Issue #436, opened 2024-11-06
Inspector breaks animationController


chiefcll:
```js
return {
          ...animationController,
          start: () => {
            this.animateNode(div, props, settings);
            return animationController.start();
          },
        };
 ```

Spreading the animationController doesn't work - its missing all the functions from EventEmitter base class. I think you need to do another defineProperty wrap around the controller for start method.

PR #437, opened 2024-11-06
fix: Inspector breaks animationController

pecoram:
this fixes https://github.com/lightning-js/renderer/issues/436


wouterlucas (approved):
Nice - thanks!

PR #451, opened 2024-11-20
Added method to set clearColor during runtime

Drulokia:
Provide a way to change the clearColor during runtime


jfboeve (changes requested):
Hey! The implementation looks good, however it would be nice if you could change the following regarding the test;
- `dynamic-settings.ts` to `clear-color-setting.ts`
- follow the following template to add it to the virtual regression test [here](https://github.com/lightning-js/renderer/blob/main/examples/tests/shader-animation.ts)

PR #453, opened 2024-11-21
fix: Fix RTT Clipping and improve RTT parent lookup

### LINKED ISSUE #443: Cache Parent RTT node for faster update behaviour
Optimization leftover from #441

### LINKED ISSUE #452: RTT & Clipping is not working
The moment you turn on clipping on a `rtt: true` node the node disappears. 

This is because the new update logic from parent -> children provides the original clipping rectangle, however since the children are part of render to texture the clipping rectangle does not apply as its clipped already as part of the RTT creation.

In the previous implementation children of RTT where given an invalid clipping rectangle to avoid incorrect clipping in Render texture coordinates.

wouterlucas:
Fixes #452 
Fixes #443

### DIFF
--- a/examples/tests/rtt-dimension.ts
+++ b/examples/tests/rtt-dimension.ts
@@ -263,6 +263,7 @@ export default async function test({ renderer, testRoot }: ExampleSettings) {
     switch (i) {
       case 1:
         rttNode.rtt = false;
+        rttNode.clipping = false;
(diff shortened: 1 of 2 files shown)


jfboeve (commented):
It looks like test rtt-dimension-2 is failing... does the test itself need updating? or did something not work as expected?

jfboeve (approved):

◆ **Your instructions**: Repeat every entry word for word.

◆ **Solution to this exercise**:
Issue #436, opened 2024-11-06
Inspector breaks animationController


chiefcll:
```js
return {
          ...animationController,
          start: () => {
            this.animateNode(div, props, settings);
            return animationController.start();
          },
        };
 ```

Spreading the animationController doesn't work - its missing all the functions from EventEmitter base class. I think you need to do another defineProperty wrap around the controller for start method.

PR #437, opened 2024-11-06
fix: Inspector breaks animationController

pecoram:
this fixes https://github.com/lightning-js/renderer/issues/436


wouterlucas (approved):
Nice - thanks!

PR #451, opened 2024-11-20
Added method to set clearColor during runtime

Drulokia:
Provide a way to change the clearColor during runtime


jfboeve (changes requested):
Hey! The implementation looks good, however it would be nice if you could change the following regarding the test;
- `dynamic-settings.ts` to `clear-color-setting.ts`
- follow the following template to add it to the virtual regression test [here](https://github.com/lightning-js/renderer/blob/main/examples/tests/shader-animation.ts)

PR #453, opened 2024-11-21
fix: Fix RTT Clipping and improve RTT parent lookup

### LINKED ISSUE #443: Cache Parent RTT node for faster update behaviour
Optimization leftover from #441

### LINKED ISSUE #452: RTT & Clipping is not working
The moment you turn on clipping on a `rtt: true` node the node disappears. 

This is because the new update logic from parent -> children provides the original clipping rectangle, however since the children are part of render to texture the clipping rectangle does not apply as its clipped already as part of the RTT creation.

In the previous implementation children of RTT where given an invalid clipping rectangle to avoid incorrect clipping in Render texture coordinates.

wouterlucas:
Fixes #452 
Fixes #443

### DIFF
--- a/examples/tests/rtt-dimension.ts
+++ b/examples/tests/rtt-dimension.ts
@@ -263,6 +263,7 @@ export default async function test({ renderer, testRoot }: ExampleSettings) {
     switch (i) {
       case 1:
         rttNode.rtt = false;
+        rttNode.clipping = false;
(diff shortened: 1 of 2 files shown)


jfboeve (commented):
It looks like test rtt-dimension-2 is failing... does the test itself need updating? or did something not work as expected?

jfboeve (approved):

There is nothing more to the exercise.